Wordless Wednesday: Middle School Pajama Party




(Sort of Wordless Wednesday) Sweet, well behaved children, home-made hot chocolate, cookies, games, and pajamas at school- What fun!!

Sunday, February 3, 2008

Blood, sweat and tears

I feel ridiculously foolish...and I am in a tad bit of pain.
Spent most of today at a local emergency medical site...slammed my finger in the car door. This is completely why they call these things "accidents." I honestly do not know how this happened! I just recall snatching my hand out of the door and seeing the blood gush. I was worrying about my fabulous boots that I got for Christmas (LOL); no blood stains on them, when all of a sudden...the pain hit!
Let's just say that I would be the first person to spill the beans if anyone was ever threatening to make me reveal secrets by removing my fingernails! (You know you've seen that on movies, where they use torture tactics to make people talk!) Anyway, I had seven shots, three x-rays, one fingernail removed, stitches in the nail bed, two perscriptions, and a woozy head when it was all said and done. I am THE worst kind of baby with NO tolerance for pain. The husband most likely has sore spots on his hand where I grabbed and held so tight.
So, I have been resting in bed the rest of the day coasting on a cloud of pain medicine. I will be fine...just wanted to admit to being THE clumsiest person on earth.
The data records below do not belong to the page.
PR #116, opened 2019-01-31
Map macOS bus protocols to BusType enum

jpo-joyent:
In macOS, the bus type is a string that comes from the IOKit BusProtocol field, whose legal values are not documented, and whose source is not available. The only value I've seen is `PCI-Express`, but this does not mean other things are not possible, just that I have not seen them so far.

BusType now being a string let me just pass them through and let the caller have something useful in cases I have not anticipated, but now I don't have a clean option. Always passing `BUS_TYPE_UNKNOWN` seems less than ideal...

### DIFF
--- a/block_darwin.go
+++ b/block_darwin.go
@@ -178,6 +178,15 @@ func (ctx *context) makePartition(disk, s diskOrPartitionPlistNode, isAPFS bool)
 	}, nil
 }
 
+func busTypeFromBusProtocol(busProtocol string) BusType {
+	switch busProtocol {
+	case "PCI-Express":
+		return BUS_TYPE_NVME // is this even correct?
+	default:
+		return BUS_TYPE_UNKNOWN
+	}
+}
+
 func (ctx *context) blockFillInfo(info *BlockInfo) error {
 	listPlist, err := ctx.getDiskUtilListPlist()
 	if err != nil {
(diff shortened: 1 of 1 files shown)


block_darwin.go
```diff
@@ -178,6 +178,15 @@ func (ctx *context) makePartition(disk, s diskOrPartitionPlistNode, isAPFS bool)
 	}, nil
 }
 
+func busTypeFromBusProtocol(busProtocol string) BusType {
+	switch busProtocol {
+	case "PCI-Express":
+		return BUS_TYPE_NVME // is this even correct?
```
jaypipes: hmm, from what I can tell, modern Macs use SATA drives. They used to use SCSI drives. Perhaps we need to rethink how we describe the "bus type" for block devices and instead indicate the storage interface (SATA vs SCSI, etc)... thoughts?

jpo-joyent: I'm not sure, but I think my machine actually does use some (proprietary?) NVMe storage device. I'm only inferring this from the fact that it shows up under the "NVMExpress" section of "System Information", and [this article from a random search](https://beetstech.com/blog/apple-proprietary-ssd-ultimate-guide-to-specs-and-upgrades) seems to confirm.

Beyond that, I don't know, and this random new-ish MacBook Pro is the only Apple hardware I have to test on. My implementation of BusType is really just a best-effort to populate the field with _something_ for parity with the reports from Linux.

jaypipes:
Please check out #119 for the approach I came up with for differentiating drive type and storage controller. You'll note that BusType in that PR for Macs is hard-coded to BUS_TYPE_PCI and the StorageController is set to STORAGE_CONTROLLER_NVME when the IONVMeController string is found in the DeviceTreePath in the plist output.

jaypipes:
I believe this PR can be closed now that #119 is merged.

This post has taken FOREVER to type, so I am going to go crawl back beneath my cozy comforter now.
Hope you had a nice weekend!

Friday, February 1, 2008

Old Photo Friday- 5 Generations

Butter beans, fresh field peas, snap beans, fried chicken, home-made buttermilk buiscuits, sweet tea, and Milky Way cake. These days are long gone. This photo, circa 1989, represents my heritage. My father's people are from Dublin, Georgia...down home seriously southern folks who know how to cook and know how to eat. Besides me and the daughter, my father is the only one in the photo that is still living. In years past, he has had to bury both of these women who helped raise him into the most amazing man. I ADORE my dad. He has taught me so much in my life- about generosity, work ethic, loyalty, patience, and unconditional love. This is the man that I had to tell, at seventeen, that I was pregnant. This is the man who was disappointed, but did not take long to wrap his arms around me and say, "It's going to be alright." This is the man that I am so thankful to have in my life. I could not have asked God for better parents. Just wait until you meet my mom!

Have a fabulous weekend...hope you are able to enjoy your family!